Source records
- Opening Delimiter -
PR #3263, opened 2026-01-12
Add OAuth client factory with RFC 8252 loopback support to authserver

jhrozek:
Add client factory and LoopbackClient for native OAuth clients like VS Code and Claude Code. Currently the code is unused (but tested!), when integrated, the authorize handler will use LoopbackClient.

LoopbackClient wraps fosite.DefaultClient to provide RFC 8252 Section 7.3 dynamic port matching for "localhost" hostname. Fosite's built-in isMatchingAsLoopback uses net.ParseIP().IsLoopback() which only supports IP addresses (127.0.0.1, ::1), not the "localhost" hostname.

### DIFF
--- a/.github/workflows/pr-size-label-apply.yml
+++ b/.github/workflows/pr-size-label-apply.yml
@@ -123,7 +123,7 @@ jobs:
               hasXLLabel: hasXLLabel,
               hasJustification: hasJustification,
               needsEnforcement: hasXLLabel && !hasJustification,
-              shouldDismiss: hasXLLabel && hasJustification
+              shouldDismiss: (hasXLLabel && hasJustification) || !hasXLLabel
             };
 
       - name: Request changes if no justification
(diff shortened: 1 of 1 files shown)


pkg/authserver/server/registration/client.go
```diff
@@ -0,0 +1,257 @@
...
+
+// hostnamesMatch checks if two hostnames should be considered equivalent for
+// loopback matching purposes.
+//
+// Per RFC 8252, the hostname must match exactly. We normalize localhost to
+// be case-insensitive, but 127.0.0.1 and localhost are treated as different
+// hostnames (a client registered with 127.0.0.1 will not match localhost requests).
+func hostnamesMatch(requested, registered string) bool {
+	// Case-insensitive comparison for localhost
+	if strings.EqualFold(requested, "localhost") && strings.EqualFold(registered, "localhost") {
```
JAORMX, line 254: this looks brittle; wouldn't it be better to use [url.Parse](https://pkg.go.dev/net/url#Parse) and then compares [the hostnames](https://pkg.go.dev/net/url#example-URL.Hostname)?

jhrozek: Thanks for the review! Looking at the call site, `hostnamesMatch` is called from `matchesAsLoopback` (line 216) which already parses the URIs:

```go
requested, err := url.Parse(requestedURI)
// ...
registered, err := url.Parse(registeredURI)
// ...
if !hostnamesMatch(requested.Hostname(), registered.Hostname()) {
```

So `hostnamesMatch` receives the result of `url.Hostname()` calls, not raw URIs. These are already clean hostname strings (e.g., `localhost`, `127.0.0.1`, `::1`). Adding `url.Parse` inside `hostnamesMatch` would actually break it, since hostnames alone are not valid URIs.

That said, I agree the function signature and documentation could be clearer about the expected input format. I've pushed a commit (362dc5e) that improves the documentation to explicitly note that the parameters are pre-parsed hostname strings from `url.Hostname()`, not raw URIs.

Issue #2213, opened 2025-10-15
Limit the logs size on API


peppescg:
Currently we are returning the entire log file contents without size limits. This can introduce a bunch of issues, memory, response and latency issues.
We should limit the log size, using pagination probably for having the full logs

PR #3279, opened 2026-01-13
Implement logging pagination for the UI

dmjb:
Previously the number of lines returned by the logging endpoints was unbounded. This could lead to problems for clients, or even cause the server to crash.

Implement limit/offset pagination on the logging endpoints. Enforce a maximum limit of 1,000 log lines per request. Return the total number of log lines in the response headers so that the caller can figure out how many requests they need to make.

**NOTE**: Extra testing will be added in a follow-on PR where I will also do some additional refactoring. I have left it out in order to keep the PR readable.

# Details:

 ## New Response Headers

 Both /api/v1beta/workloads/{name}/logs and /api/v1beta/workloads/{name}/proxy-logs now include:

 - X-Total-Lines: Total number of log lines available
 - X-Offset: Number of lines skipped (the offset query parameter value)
- Closing Delimiter -
### EXERCISE GOAL:
Reply with the number of lines in the entries that hold the word "endpoints", and add no other words.

### REPLY:
2